MATERIAL FOR THIS EXERCISE
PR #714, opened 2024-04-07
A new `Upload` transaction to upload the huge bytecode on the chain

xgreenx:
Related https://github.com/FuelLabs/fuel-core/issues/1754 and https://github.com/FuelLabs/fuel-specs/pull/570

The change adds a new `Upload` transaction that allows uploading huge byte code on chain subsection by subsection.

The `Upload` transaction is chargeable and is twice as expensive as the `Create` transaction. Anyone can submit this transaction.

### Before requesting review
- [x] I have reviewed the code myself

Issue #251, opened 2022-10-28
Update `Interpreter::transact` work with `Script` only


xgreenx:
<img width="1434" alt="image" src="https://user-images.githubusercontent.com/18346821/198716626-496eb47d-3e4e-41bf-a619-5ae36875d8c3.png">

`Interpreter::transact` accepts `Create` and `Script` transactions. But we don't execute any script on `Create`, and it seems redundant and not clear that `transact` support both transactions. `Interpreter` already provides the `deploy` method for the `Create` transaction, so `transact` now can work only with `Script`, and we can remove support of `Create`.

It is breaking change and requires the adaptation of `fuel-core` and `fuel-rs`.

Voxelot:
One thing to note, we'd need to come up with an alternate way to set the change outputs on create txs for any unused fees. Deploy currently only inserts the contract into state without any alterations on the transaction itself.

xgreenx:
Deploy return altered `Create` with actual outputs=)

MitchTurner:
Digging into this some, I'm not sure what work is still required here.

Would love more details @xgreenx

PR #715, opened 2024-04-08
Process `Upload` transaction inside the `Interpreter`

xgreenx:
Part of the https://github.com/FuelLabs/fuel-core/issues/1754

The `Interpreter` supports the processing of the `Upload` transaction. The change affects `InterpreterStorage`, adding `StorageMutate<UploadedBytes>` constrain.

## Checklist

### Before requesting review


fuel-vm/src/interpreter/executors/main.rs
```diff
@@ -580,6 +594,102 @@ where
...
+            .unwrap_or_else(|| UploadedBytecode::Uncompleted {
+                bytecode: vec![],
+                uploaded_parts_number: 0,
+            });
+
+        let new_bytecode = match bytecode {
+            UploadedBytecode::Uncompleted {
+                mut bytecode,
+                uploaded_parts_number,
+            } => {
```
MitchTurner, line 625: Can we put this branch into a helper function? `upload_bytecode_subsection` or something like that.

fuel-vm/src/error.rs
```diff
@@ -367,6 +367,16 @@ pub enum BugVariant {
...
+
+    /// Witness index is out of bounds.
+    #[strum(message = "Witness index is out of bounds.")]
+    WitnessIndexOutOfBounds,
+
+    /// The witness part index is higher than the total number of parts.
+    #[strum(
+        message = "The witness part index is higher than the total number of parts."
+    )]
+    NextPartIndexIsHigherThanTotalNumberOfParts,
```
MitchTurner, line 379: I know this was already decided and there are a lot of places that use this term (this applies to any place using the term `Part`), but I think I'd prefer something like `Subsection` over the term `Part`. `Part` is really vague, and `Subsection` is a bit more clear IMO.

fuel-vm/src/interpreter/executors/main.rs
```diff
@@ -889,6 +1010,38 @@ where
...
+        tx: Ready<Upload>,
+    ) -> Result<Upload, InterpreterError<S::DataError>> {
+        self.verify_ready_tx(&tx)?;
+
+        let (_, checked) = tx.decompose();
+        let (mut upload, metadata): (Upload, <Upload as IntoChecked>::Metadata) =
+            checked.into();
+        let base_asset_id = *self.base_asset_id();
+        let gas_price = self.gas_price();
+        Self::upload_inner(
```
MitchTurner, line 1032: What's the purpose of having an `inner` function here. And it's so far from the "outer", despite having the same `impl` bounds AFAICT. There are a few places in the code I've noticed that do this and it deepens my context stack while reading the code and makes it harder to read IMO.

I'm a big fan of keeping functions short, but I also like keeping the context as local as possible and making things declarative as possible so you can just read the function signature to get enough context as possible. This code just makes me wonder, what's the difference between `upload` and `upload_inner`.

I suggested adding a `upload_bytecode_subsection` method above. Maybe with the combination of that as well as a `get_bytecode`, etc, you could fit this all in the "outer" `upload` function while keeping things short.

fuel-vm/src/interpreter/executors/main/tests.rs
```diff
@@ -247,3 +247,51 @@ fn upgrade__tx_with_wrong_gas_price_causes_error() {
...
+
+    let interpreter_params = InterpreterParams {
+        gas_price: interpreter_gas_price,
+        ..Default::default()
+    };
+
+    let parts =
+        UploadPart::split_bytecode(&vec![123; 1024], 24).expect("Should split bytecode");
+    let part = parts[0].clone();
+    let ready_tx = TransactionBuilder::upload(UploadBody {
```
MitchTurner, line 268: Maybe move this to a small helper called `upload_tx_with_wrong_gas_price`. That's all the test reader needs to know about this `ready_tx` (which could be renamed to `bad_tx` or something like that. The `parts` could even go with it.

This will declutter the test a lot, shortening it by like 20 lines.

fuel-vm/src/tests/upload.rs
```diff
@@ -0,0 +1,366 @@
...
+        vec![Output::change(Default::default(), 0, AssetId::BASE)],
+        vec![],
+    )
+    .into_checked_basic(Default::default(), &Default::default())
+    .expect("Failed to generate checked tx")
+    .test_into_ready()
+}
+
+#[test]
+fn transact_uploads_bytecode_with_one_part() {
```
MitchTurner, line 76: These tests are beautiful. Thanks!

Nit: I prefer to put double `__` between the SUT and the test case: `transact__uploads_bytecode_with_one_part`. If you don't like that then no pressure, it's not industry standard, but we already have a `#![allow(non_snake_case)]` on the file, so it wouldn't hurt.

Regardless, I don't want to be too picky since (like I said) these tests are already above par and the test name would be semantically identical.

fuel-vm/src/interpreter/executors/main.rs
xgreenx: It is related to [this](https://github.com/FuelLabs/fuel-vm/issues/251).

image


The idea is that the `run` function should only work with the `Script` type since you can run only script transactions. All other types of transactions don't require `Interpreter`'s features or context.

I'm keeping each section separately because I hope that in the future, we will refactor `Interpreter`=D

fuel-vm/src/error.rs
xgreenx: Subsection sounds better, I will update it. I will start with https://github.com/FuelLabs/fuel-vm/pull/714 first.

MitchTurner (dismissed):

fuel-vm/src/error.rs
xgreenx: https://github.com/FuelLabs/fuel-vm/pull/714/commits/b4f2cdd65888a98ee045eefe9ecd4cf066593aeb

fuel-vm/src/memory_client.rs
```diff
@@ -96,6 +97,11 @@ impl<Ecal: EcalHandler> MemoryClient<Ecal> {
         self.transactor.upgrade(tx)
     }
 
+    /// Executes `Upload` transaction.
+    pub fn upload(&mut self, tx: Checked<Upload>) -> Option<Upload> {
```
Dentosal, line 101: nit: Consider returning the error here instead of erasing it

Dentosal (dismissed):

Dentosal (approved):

...

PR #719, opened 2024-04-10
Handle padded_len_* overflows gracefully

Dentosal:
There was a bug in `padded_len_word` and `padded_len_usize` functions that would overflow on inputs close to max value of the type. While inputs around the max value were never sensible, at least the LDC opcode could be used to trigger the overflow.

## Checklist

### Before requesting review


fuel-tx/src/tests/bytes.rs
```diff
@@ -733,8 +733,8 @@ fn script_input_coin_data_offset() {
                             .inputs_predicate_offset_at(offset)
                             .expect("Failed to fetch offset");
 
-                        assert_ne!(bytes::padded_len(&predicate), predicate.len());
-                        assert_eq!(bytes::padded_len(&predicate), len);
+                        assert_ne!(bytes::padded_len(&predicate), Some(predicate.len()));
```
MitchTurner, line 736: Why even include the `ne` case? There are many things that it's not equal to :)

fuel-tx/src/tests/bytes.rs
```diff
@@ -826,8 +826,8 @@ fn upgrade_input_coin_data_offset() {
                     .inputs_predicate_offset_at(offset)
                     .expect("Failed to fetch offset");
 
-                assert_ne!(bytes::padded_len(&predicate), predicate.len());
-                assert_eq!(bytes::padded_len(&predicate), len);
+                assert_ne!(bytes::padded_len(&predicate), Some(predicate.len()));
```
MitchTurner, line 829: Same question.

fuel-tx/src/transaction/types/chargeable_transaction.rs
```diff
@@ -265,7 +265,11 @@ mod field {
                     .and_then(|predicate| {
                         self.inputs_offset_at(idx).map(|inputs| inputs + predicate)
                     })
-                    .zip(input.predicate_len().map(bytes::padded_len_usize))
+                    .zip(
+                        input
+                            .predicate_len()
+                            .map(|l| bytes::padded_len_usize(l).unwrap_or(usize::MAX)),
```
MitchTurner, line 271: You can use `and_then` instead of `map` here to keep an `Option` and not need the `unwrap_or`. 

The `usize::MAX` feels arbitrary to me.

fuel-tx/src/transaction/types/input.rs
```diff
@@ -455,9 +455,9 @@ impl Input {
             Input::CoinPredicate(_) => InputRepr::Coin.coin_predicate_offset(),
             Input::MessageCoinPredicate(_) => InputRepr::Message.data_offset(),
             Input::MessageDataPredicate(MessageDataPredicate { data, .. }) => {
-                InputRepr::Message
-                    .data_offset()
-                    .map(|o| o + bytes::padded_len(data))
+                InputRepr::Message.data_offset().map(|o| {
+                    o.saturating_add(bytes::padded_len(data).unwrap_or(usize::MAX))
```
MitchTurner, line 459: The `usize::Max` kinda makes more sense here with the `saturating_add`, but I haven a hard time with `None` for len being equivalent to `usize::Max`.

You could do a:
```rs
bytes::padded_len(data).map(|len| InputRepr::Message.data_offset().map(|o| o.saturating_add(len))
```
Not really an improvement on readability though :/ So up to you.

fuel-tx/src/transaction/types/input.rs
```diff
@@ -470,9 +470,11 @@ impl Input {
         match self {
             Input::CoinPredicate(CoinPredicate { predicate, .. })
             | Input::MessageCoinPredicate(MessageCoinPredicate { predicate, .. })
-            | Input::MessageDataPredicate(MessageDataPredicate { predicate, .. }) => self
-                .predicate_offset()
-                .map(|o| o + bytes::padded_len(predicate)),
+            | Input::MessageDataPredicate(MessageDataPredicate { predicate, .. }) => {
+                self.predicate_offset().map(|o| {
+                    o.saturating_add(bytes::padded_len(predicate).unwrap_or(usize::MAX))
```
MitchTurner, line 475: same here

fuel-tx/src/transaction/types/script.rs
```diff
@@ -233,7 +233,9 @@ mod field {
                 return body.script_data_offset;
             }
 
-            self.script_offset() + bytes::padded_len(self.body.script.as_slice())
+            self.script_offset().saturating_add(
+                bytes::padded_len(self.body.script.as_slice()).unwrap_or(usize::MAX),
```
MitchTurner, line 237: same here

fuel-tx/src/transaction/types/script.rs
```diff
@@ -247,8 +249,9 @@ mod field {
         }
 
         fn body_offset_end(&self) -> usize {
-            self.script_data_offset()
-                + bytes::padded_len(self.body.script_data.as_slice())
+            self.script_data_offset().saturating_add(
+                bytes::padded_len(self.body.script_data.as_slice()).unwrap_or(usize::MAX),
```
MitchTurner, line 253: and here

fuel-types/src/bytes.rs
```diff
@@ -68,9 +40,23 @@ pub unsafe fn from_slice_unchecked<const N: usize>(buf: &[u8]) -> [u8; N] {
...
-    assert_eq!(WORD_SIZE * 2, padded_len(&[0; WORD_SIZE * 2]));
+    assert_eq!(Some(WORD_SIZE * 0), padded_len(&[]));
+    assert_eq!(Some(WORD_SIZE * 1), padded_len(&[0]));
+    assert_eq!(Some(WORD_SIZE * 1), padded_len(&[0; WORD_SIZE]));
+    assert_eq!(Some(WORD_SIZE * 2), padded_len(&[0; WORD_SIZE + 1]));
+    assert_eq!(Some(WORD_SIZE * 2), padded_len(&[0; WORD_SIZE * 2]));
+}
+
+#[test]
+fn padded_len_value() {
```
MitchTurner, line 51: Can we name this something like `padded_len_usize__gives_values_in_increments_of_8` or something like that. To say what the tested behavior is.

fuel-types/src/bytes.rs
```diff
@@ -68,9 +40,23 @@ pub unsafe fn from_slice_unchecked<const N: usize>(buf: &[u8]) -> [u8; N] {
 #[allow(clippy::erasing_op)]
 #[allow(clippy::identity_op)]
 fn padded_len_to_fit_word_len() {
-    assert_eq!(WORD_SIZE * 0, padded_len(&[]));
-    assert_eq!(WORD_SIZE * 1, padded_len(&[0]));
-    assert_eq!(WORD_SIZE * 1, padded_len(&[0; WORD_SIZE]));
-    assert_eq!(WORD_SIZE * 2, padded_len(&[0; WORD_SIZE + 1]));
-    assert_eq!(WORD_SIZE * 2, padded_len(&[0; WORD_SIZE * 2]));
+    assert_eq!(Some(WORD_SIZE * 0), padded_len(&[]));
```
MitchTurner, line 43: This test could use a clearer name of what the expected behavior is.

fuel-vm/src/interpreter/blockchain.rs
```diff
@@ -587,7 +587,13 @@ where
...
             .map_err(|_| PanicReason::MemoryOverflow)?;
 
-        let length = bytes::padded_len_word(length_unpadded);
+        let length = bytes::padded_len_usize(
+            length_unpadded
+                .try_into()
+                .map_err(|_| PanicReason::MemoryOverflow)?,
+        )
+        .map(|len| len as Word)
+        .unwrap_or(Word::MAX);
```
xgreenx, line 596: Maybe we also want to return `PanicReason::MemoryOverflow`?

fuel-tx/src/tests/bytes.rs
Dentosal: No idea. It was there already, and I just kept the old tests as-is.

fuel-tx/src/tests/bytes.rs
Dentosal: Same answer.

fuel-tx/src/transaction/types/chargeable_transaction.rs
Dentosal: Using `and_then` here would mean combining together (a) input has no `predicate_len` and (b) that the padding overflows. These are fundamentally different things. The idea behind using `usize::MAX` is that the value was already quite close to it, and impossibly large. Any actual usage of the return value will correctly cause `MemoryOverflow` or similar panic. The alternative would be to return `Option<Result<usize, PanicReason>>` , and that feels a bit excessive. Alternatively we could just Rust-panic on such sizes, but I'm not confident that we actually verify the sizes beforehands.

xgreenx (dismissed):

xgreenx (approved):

...

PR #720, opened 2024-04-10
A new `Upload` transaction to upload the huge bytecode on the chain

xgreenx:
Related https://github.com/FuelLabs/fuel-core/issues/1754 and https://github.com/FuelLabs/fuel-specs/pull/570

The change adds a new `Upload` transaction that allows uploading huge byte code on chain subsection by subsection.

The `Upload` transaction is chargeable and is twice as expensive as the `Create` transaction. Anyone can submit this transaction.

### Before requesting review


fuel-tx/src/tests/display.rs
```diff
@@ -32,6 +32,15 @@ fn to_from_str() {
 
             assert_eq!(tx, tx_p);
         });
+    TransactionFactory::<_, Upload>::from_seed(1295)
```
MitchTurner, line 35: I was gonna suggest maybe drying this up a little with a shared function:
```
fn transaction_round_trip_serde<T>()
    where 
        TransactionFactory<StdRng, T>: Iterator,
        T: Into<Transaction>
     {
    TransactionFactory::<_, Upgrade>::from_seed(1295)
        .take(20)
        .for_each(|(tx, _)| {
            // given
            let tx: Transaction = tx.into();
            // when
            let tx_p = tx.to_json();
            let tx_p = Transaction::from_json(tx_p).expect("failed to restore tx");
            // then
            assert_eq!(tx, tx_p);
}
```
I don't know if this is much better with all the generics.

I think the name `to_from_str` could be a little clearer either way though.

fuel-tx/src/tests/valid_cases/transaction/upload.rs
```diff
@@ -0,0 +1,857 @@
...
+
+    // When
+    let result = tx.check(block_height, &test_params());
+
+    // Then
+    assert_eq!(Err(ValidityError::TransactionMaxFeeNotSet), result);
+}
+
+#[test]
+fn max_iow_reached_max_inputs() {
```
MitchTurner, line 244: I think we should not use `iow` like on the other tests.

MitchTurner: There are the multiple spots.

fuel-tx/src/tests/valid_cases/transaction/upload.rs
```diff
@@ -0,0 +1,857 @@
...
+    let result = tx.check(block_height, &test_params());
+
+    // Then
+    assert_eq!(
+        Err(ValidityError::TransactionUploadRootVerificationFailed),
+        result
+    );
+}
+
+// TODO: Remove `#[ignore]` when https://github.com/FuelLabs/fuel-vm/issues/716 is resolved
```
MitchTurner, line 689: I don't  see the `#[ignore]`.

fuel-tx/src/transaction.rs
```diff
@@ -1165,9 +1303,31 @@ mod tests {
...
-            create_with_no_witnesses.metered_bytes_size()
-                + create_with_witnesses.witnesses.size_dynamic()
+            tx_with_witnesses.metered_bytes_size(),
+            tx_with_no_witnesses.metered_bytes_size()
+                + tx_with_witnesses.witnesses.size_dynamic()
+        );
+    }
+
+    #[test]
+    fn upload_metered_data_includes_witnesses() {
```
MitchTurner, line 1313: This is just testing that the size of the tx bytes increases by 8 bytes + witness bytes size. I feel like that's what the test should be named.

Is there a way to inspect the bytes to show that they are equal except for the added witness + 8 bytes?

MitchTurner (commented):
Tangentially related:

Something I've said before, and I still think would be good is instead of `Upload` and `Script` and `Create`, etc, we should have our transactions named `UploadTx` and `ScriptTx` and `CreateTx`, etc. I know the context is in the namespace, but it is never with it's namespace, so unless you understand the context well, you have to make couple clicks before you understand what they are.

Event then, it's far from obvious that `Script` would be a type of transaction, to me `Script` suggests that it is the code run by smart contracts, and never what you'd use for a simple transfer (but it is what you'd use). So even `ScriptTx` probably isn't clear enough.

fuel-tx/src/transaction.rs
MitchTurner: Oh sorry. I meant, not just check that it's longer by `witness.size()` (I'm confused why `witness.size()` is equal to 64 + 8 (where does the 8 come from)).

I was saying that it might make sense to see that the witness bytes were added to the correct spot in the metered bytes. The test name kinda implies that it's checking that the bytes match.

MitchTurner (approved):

TASK STATEMENT
Reproduce every line of the material above that has the string "were".

PROBLEM SOLUTION
There was a bug in `padded_len_word` and `padded_len_usize` functions that would overflow on inputs close to max value of the type. While inputs around the max value were never sensible, at least the LDC opcode could be used to trigger the overflow.
I was saying that it might make sense to see that the witness bytes were added to the correct spot in the metered bytes. The test name kinda implies that it's checking that the bytes match.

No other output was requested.